START Data under study

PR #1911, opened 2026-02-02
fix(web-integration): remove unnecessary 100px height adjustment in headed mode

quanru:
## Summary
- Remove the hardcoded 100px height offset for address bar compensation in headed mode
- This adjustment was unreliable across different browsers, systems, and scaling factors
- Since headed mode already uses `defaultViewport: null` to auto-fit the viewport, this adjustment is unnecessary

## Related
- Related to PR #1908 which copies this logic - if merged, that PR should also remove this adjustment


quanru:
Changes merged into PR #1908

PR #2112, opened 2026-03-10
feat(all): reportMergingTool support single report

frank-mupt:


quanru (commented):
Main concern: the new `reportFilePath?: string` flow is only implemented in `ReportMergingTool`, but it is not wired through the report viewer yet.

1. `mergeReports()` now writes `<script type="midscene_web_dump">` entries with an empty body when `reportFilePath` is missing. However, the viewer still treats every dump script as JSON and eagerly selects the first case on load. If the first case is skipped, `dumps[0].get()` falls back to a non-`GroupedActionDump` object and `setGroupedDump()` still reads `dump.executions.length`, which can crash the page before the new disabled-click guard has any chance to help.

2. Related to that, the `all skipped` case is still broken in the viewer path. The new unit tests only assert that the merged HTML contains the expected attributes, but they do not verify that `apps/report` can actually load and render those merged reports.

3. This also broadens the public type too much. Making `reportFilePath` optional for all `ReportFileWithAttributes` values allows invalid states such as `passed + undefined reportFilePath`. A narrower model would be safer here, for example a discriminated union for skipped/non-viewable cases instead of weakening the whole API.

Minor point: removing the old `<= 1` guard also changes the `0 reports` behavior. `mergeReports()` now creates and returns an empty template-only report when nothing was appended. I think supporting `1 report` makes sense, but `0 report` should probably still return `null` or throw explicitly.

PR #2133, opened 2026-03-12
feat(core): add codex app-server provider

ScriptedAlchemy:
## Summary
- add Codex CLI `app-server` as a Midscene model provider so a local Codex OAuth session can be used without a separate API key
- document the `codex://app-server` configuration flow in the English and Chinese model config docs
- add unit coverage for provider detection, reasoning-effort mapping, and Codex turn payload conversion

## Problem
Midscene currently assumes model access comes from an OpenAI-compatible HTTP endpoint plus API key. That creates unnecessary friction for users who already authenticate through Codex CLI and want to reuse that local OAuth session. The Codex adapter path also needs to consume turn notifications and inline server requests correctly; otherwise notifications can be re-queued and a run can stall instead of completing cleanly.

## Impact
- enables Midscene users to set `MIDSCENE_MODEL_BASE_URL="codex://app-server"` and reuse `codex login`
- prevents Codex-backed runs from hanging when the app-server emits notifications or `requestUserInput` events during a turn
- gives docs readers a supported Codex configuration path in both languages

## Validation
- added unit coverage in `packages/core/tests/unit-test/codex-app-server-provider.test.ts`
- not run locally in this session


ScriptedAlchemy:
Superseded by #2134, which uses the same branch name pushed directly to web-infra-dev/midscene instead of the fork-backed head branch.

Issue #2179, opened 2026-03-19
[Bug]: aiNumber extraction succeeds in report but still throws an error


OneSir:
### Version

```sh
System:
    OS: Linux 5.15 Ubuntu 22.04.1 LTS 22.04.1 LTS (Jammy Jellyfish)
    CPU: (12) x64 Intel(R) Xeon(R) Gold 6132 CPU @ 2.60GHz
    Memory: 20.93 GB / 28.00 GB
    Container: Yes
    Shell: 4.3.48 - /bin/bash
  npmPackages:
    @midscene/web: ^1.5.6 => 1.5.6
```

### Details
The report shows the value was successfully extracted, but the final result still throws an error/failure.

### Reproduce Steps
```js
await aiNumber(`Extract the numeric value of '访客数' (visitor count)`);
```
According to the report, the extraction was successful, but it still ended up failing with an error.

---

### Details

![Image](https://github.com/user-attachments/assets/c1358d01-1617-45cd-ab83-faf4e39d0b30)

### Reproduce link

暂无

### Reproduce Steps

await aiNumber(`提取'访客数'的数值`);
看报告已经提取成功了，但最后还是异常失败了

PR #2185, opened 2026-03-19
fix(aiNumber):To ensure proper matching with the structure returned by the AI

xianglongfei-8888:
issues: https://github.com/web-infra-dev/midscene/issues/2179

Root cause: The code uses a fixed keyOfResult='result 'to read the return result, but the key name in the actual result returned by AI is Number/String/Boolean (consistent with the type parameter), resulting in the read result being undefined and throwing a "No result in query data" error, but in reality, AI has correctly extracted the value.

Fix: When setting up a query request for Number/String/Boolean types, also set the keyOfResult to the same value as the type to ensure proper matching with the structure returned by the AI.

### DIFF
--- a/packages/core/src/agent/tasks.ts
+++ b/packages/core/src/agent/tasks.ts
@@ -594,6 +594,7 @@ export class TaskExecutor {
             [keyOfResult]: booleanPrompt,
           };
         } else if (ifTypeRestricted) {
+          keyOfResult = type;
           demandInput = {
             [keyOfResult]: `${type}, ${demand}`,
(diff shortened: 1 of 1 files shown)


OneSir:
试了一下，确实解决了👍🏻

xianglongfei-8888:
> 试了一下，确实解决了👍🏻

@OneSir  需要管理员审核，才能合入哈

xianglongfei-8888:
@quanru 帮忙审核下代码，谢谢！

END Data under study

- **Exercise objective**
Lines above that contain the string "should" make up the answer.

- **Answer for this exercise**
- Related to PR #1908 which copies this logic - if merged, that PR should also remove this adjustment
Minor point: removing the old `<= 1` guard also changes the `0 reports` behavior. `mergeReports()` now creates and returns an empty template-only report when nothing was appended. I think supporting `1 report` makes sense, but `0 report` should probably still return `null` or throw explicitly.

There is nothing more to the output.